● WORK ORDER:
Copy out exactly the stretch of the listing below that begins at the line containing "# It appears" and ends at the line containing "dustymabe: @cfergeau - do", and copy nothing outside it.

● DATA:
PR #3548, opened 2025-06-11
tests/kola: limit `platforms.azure.nvme` test to x86_64

marmijo:
Azure NVMe disk support is only available with x86_64 sizes, so the test should only run on that architecture.


dustymabe (approved):
LGTM

PR #3550, opened 2025-06-16
Konflux: build FCOS using podman path

jbtrystram:
Signed-off-by: konflux-fedora <konflux@no-reply.konflux-ci.dev>


jlebon:
Note https://github.com/coreos/fedora-coreos-config/pull/3551 is proposing to use the `-v $PWD:/mnt` trick to work around https://github.com/containers/buildah/issues/5952. A similar trick was implemented in Konflux that we should be able to use: https://github.com/konflux-ci/build-definitions/pull/2269

PR #3551, opened 2025-06-16
Various patches for RHCOS container-native path enablement

jlebon:

---

Requires:
- [x] [Various tweaks as part of RHCOS container-native path work (!209) · Merge requests · fedora / bootc / Base Images · GitLab](https://gitlab.com/fedora/bootc/base-images/-/merge_requests/209)
- [x] [Drop `fedora-` prefix from canonical manifests (!210) · Merge requests · fedora / bootc / Base Images · GitLab](https://gitlab.com/fedora/bootc/base-images/-/merge_requests/210)


jlebon:
This should be ready to go now!

build-rootfs
```diff
@@ -108,12 +108,15 @@ def get_locked_nevras():
     return [f'{k}-{v}' for (k, v) in locks.items()]
 
 
-def inject_pool_repo(locked_nevras):
+def inject_any_pool_repo(locked_nevras):
```
dustymabe: totally optional and only if we do another push:

I think naming `inject_pool_repo_if_exists(locked_nevras):` might be clearer.

build-rootfs
```diff
@@ -134,7 +134,13 @@ def inject_version_info(rootfs, base_version, version):
     os_release_path = os.path.join(rootfs, 'usr/lib/os-release')
     with open(os_release_path) as f:
         from collections import OrderedDict
-        os_release = OrderedDict([line.strip().split('=', 1) for line in f])
+        os_release = OrderedDict()
+        for line in f:
+            line = line.strip()
+            if len(line) == 0 or line.startswith('#'):
```
dustymabe, line 141: do we need to consider lines with spaces before the `#` starts?

argfile.conf
dustymabe, line 1: I think it would be way more obvious here if we left this file named `Containerfile.args`.

Alternatively something like `container-build-argfile.conf` would be good too. Right now it's not super clear what it is just from the name.

dustymabe (dismissed):
Looks mostly good to me. Haven't tested this myself but don't block on that because I don't know when I'll get around to it. Some suggestions inline.

build-rootfs
jlebon: We `strip()` just above this which should take care of that.

argfile.conf
jlebon: > I think it would be way more obvious here if we left this file named `Containerfile.args`.

Hmm, I'd be worried people might think it's a Containerfile since `Containerfile.$x` is a common pattern too.

> Alternatively something like `container-build-argfile.conf` would be good too. Right now it's not super clear what it is just from the name.

`argfile.conf` [is suggested by buildah](https://github.com/containers/buildah/blob/e6375b3c282c199d340e8df53a001cd85dfcae51/docs/buildah-build.1.md?plain=1#L79) itself. But yeah, since it's not commonplace, I'm OK with being more explicit.

OK, changed it to `build-args.conf` to not make it too wordy. Let me know what you think!

jlebon:
Updated for comments!

dustymabe (approved):
LGTM

PR #3552, opened 2025-06-17
platforms: add console settings for applehv

dustymabe:
See the documentation in:
https://github.com/crc-org/vfkit/pull/323

### DIFF
--- a/platforms.yaml
+++ b/platforms.yaml
@@ -14,6 +14,16 @@
 #
 # All architectures, platforms, and fields are optional.
 aarch64:
+  # https://github.com/crc-org/vfkit/pull/323/files
+  # XXX update the above link to actual docs when it merges
+  applehv:
+    grub_commands:
+      - serial --speed=115200
+      - terminal_input serial console
+      - terminal_output serial console
+    kernel_arguments:
+      - console=tty0
+      - console=hvc0
   aws:
     # https://docs.aws.amazon.com/AWSEC2/latest/UserGuide/connect-to-serial-console.html#sc-considerations
     # It appears there's no screenshot support on ARM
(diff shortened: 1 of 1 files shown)


platforms.yaml
```diff
@@ -14,6 +14,15 @@
...
 aarch64:
+  # https://github.com/crc-org/vfkit/pull/323/files
+  # XXX update the above link to actual docs when it merges
+  applehv:
+    grub_commands:
+      - serial --speed=115200
+      - terminal_input serial console
+      - terminal_output serial console
+    kernel_arguments:
+      - console=hvc0
```
dustymabe: @cfergeau - do we want just this OR do we want some combination of console= arguments?

Also, should we modify the grub console= kernel args for x86_64 applehv images too?

baude: we need the GUI and serial consoles to both work ideally.

baude: I guess GUI == tty0

cfergeau: `console=hvc0` works on intel as well, so you can add it to the x86_64 image too, see https://github.com/crc-org/vfkit/pull/323#discussion_r2151942532

cfergeau: > we need the GUI and serial consoles to both work ideally.
> I guess GUI == tty0

@vyasgun do you know which parameters should be used to achieve this?

baude: I think it is just multiple declarations of `console=`

dustymabe:
@baude @cfergeau updated this PR.

jlebon (approved):

platforms.yaml
vyasgun: `console=hvc0` is required for getting boot logs on the host file and `console=tty0` is required for getting logs on the gui window. I have added this to the [boot messages document](https://github.com/crc-org/vfkit/pull/323/files#diff-82056274162c4579095370946492028b65db835273af54ba6976c3bf629f122bR54)

dustymabe:
@vyasgun after this week you can update that document to say FCOS already sets the console kernel arguments. I'd prefer if that open PR merges first though and a separate later PR update the text, pointing to this PR.

dustymabe:
@baude @vyasgun can you test out these images?

- https://builds.coreos.fedoraproject.org/prod/streams/testing-devel/builds/42.20250619.20.1/aarch64/fedora-coreos-42.20250619.20.1-applehv.aarch64.raw.gz
- https://builds.coreos.fedoraproject.org/prod/streams/testing-devel/builds/42.20250619.20.1/x86_64/fedora-coreos-42.20250619.20.1-applehv.x86_64.raw.gz

PR #3554, opened 2025-06-20
platforms.yaml: add serial console to proxmoxve

b-:
https://github.com/coreos/fedora-coreos-tracker/issues/1652#issuecomment-2992991313

### DIFF
--- a/platforms.yaml
+++ b/platforms.yaml
@@ -53,14 +53,6 @@ aarch64:
     kernel_arguments:
       - console=ttyAMA0,115200n8
       - console=tty0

● RESULT OF THE EXERCISE:
     # It appears there's no screenshot support on ARM
(diff shortened: 1 of 1 files shown)


platforms.yaml
```diff
@@ -14,6 +14,15 @@
...
 aarch64:
+  # https://github.com/crc-org/vfkit/pull/323/files
+  # XXX update the above link to actual docs when it merges
+  applehv:
+    grub_commands:
+      - serial --speed=115200
+      - terminal_input serial console
+      - terminal_output serial console
+    kernel_arguments:
+      - console=hvc0
```
dustymabe: @cfergeau - do we want just this OR do we want some combination of console= arguments?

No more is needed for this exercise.